Issue #314, opened 2024-06-21
`PressableBox` not pressed when using keyboard trigger `onPress`


definev:
### Package version

1.1.0

### Flutter version

Flutter 3.22.2 • channel stable • https://github.com/flutter/flutter.git
Framework • revision 761747bfc5 (2 weeks ago) • 2024-06-05 22:15:13 +0200
Engine • revision edd8546116
Tools • Dart 3.4.3 • DevTools 2.34.3

### Steps to reproduce

I create two PressableBox. Use my keyboard to traversal and press enter to press it but the `onPress` not triggered

### Expected results

Press with enter key

### Actual results

Not call `onPress`

### Code sample

<details open><summary>Code sample</summary>

```dart
```

</details>

PR #1007, opened 2026-08-04
feat(mix): rework Pressable input and semantics, add focus-visible variant

leoafarias:
## Summary

Pressable interaction-subsystem rework extracted from the Tailwind parity branch (`leoafarias/mix-tailwind-compat`). Found during parity work, but none of it is Tailwind-specific: standalone input/lifecycle/a11y fixes plus two general features. Replaces #1005 together with its base PR.

**Stacked on** `fix/nested-widget-state-discovery`: `FocusVisibleVariant` declares its focus dependency through the `widgetStateDependencies` API introduced there. This PR's diff shows only its own changes; it retargets to `main` automatically when the base merges.

## Bug fixes

- **Duplicate pressed-state owners**: both `GestureDetector` (tapDown/tapUp/tapCancel) and `MixInteractionDetector`'s `Listener` wrote `pressed` to the same controller, with conflicting timing (e.g. tapCancel during a long-press cleared pressed while the pointer was still down). The Listener is now the single owner.
- **Keyboard activation** previously bound `ActivateIntent` → `onPress` with no enabled check and no pressed feedback. Now Space/Enter/numpad Enter model held state: pressed on key down, activate **once** on key up, repeats suppressed, cancellation on focus loss, disable, controller swap, and dispose. Refs #314 — the "onPress not firing" half was fixed back then; this completes the missing pressed-state half its title describes.
- **Controller lifecycle**: `late final _controller` ignored `widget.controller` swaps, and `dispose()` consulted the *current* widget to decide ownership — swapping external↔internal could dispose a controller the widget didn't own or leak the one it did. Fixed via `_ownsController` + `didUpdateWidget`.
- **Semantics correctness**: the semantics node exposed `onTap` even when disabled, had no enabled state or longPress action, and `GestureDetector`'s implicit semantics duplicated actions. Actions are now gated on `enabled`, `enabled` is exposed, and the GestureDetector is always excluded from semantics.
- **`PressableBox.enableFeedback`** existed but was never forwarded to `Pressable`; the full surface (cursor, focus, keyboard, controller, actions, semantics) is now forwarded.

## New features

- **`FocusVisibleVariant`** / `ContextVariant.focusVisible()` / `onFocusVisible(...)`: CSS `:focus-visible` equivalent, keyed off `FocusManager.highlightMode` (the same input-modality signal `FocusableActionDetector` uses), made reactive inside `Pressable` via the new internal `FocusHighlightModeProvider`.
- **`PressableSemanticsRole`** (button / link / none) + `semanticsLabel`.

`mix_protocol`'s schema inventory registers the new public symbols as v1 out-of-scope.

## Breaking changes

- `semanticButtonLabel` → `semanticsLabel` (no remaining usages in-repo).
- Deprecated `onKey` removed; use `onKeyEvent` (it runs first and can override activation).
- `Pressable` reserves Space/Enter/numpad Enter: custom `actions` no longer receive `ActivateIntent` for those keys. Deliberate contract so held-key state stays consistent; documented in the CHANGELOG.

Note one judgment call: activation fires on key-up for both Space and Enter (the web fires Enter on key-down). The uniform key-up model was chosen so the held/pressed lifecycle is consistent across keys.

## Issue-tracker context

Searched open and closed issues (Pressable, pressed, focus, keyboard, semantics, accessibility, enableFeedback, focus-visible, …): no open issue reports these bugs or requests these features. #314 (closed, v1-era) is the nearest prior report, referenced above.

## Test plan

- Combined tree (this branch): full `packages/mix` suite passes (**2,852 tests**), including new coverage: keyboard hold/activate-once/cancel paths, controller-swap state transfer, `onKeyEvent` precedence, reserved-keys-vs-custom-actions, focus-visible modality switching, and a semantics role/action matrix (enabled × tap × longPress).
- `packages/mix_protocol` inventory + contract tests pass; `dart analyze` clean.

The Tailwind parity branch consumes this PR (`focus-visible:` prefix → `onFocusVisible`, `TwPressable` → semantics roles) and will be rebased once it lands.

### DIFF
--- a/packages/mix/CHANGELOG.md
+++ b/packages/mix/CHANGELOG.md
@@ -16,20 +16,23 @@
   `semanticsLabel`, added `semanticsRole`, and removed the deprecated `onKey`
   callback. Use `onKeyEvent` for custom keyboard handling.
 - **Reserved activation keys:** While it holds primary focus and can activate,
-  Pressable owns the keys Flutter maps to `ActivateIntent` — Space, Enter,
-  numpad Enter, select, and game button A — so it can model held-key state
-  consistently. Custom activation behavior must use `onKeyEvent`; custom
-  `actions` remain supported for other intents. Those keys are left untouched
-  when a descendant holds focus, so nested text fields keep working.
+  Pressable owns unmodified Space, Enter, numpad Enter, select, and game button
+  A so it can model held-key state consistently. Override those direct key
+  bindings with `onKeyEvent`; custom `actions` remain available to other
+  shortcuts and programmatic intents. Those keys are left untouched when a
+  descendant holds focus, and modified chords are left to application
+  shortcuts.
 
 ### Fixes
 
 - **Nested widget-state discovery:** `StyleBuilder` now discovers state
   requirements recursively through nested and negated variants with
   identity-based cycle protection.
-- **Pressable lifecycle:** Pointer state has one owner, keyboard activation
-  fires once on key-up, cancellation clears held state, focus-visible follows
-  Flutter input modality, and disabled semantics expose no actions.
+- **Pressable lifecycle:** Pointer and keyboard press sources are combined
+  without clearing each other, keyboard activation fires once on key-up,
+  cancellation clears held state, focus-visible follows Flutter input modality,
+  and disabled controls ignore custom key handling and expose neither semantic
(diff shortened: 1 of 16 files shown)


tilucasoli (approved):
LGTM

====

**What to work on:**
Provide only the number of lines in the records containing the string "contract".

**Solved problem:**
2